Sramana Mitra: In that scenario, if SAP strikes a deal with Spotify and develops that intelligence and then sells it to a variety of retailers, and the retailers help enhance that model, and then if you go back and sell that enhanced model to every single retailer, that becomes a very questionable scenario.
Mike Flannagan: I think that’s right because you start getting down to data that is very specific to that individual retailer. Back to the example of targeted advertising, that is about trying to pull you into my store versus into another store.
If you consider the example of music playing in the store increasing the propensity to buy or increasing the total dollar value of a purchase, that still starts with an expectation that I’ve come into your store. I could easily argue in the other direction that that may actually do nothing to pull customers away from you to a competitor. It might actually improve everybody’s ability to sell when their customers were coming to the store anyway. In that case, you could argue that it’s actually for the greater good.
Sramana Mitra: The problem is now you get into a situation where the same music is playing in every single retail store.
Mike Flannagan: Then it becomes a commodity.
Sramana Mitra: It becomes a commodity, yes.
Mike Flannagan: Then the question is, “How do you target advertising so that I can start pulling people into my store?” That’s what’s fascinating about the space of artificial intelligence. There are so many possibilities. We are just beginning to scratch the surface of what we can do.
Sramana Mitra: It’s very exciting. Can you actually take a couple of more use cases? The process that we are discussing is fascinating so if you have other interesting use cases where you’re pushing the envelope, that would be very interesting to delve into.
Mike Flannagan: I just went on a journey that led to something about the greater good. Let me start with something that I think is a greater good discussion. Every major corporation in America has a Board level topic, such as how do they improve on diversity and inclusion? If you look at the way that companies recruit, find, and interview candidates, not much has changed in the past 40 years.
Yes, resumes are digital now but we still have a recruiter who through all their best intentions has some inherent bias in the way they recruit.

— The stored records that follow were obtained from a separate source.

PR #592, opened 2020-07-20
fix: improve pagination when listing identities

aeneasr:
## Checklist

      the changes.
      works.

### DIFF
--- a/persistence/sql/persister_identity.go
+++ b/persistence/sql/persister_identity.go
@@ -191,16 +191,16 @@ func (p *Persister) CreateIdentity(ctx context.Context, i *identity.Identity) er
 	})
 }
 
-func (p *Persister) ListIdentities(ctx context.Context, limit, offset int) ([]identity.Identity, error) {
+func (p *Persister) ListIdentities(ctx context.Context, page, limit int) ([]identity.Identity, error) {
 	is := make([]identity.Identity, 0)
 
 	/* #nosec G201 TableName is static */
 	if err := sqlcon.HandleError(p.GetConnection(ctx).
-		RawQuery(fmt.Sprintf("SELECT * FROM %s LIMIT ? OFFSET ?", new(identity.Identity).TableName()), limit, offset).
-		Eager("VerifiableAddresses", "RecoveryAddresses").All(&is)); err != nil {
+		Paginate(page, limit).Order("id DESC").
+		Eager("VerifiableAddresses", "RecoveryAddresses").
+		All(&is)); err != nil {
 		return nil, err
 	}
-
 	for i := range is {
 		if err := p.injectTraitsSchemaURL(&(is[i])); err != nil {
 			return nil, err
--- a/persistence/sql/persister_identity.go
+++ b/persistence/sql/persister_identity.go
@@ -199,16 +199,15 @@ func (p *Persister) CreateIdentity(ctx context.Context, i *identity.Identity) er
 	})
 }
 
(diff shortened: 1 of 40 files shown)


x/pagination.go
```diff
@@ -0,0 +1,45 @@
...
+import (
+	"net/http"
+	"strconv"
+)
+
+const paginationMaxItems = 500
+
+// ParsePagination parses limit and page from *http.Request with given limits and defaults.
+func ParsePagination(r *http.Request) (page, limit int) {
+	if offsetParam := r.URL.Query().Get("page"); offsetParam == "" {
```
harsimranmaan, line 12: Can be refactored into something like

```suggestion
	const maxIntVal = int(^uint(0) >> 1)
```
```suggestion
	offsetParam := paginationParam(r.URL.Query().Get("page"), 0, maxIntVal)
	limitParam  := paginationParam(r.URL.Query().Get("limit"), paginationMaxItems, paginationMaxItems)
```

```suggestion
func parseParam(rawParamValue string, defaultValue int, maxValue int) (paramVal int) {
	paramVal := defaultValue
	if rawParamValue == "" {
		return
	} 

	if paramVal64, err := strconv.ParseInt(rawParamValue, 10, 64); err != nil {
		paramVal = defaultValue
	} else {
		paramVal = int(paramVal64)
	}
	
	if paramVal > maxValue {
		paramVal = maxValue
	}

	if paramVal < 0 {
		paramVal = defaultValue
	}
	return
}
```

Would be even better if the default for the "limit" is smaller than the maxValue for the limit as having smaller limits gives users the ability to bump up(to the maximum) when needed. Users would likely never set the limits lower than the default in practice.

x/pagination.go
```diff
@@ -0,0 +1,45 @@
...
+			limit = int(limit64)
+		}
+	}
+
+	if limit > paginationMaxItems {
+		limit = paginationMaxItems
+	}
+
+	if limit < 0 {
+		limit = 0
```
harsimranmaan, line 37: LIMIT 0 would return empty datasets. Is this desired?

harsimranmaan:
Also curious how the client would know if a next page is available?

x/pagination.go
aeneasr: Right this should be `1`, nice catch!

aeneasr:
Good question, we should use this: https://github.com/ory/x/blob/master/pagination/header.go#L23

You have hiring managers who, in spite of their best intentions, have some inherent biases in how they evaluate candidates. You still have compensation practices that determine how much you offer someone. It’s typically based on previous salary and such.
We understand that given the fact that there is a fair amount of disparity of pay between men and women for doing the same job, if all I’m considering in making a compensation decision is salary history, there’s an inherent bias that would suggest that since women have historically been paid less, they would be paid less in a job offer. For all of those things, we understand that there is some inherent flaw in the system in the way that we do recruiting and hiring, but we still do it much the same way.
We have an opportunity now through using machine learning and artificial intelligence in the way that we evaluate resumes and candidates and determine salaries to remove some of that inherent bias. Obviously, unintended bias.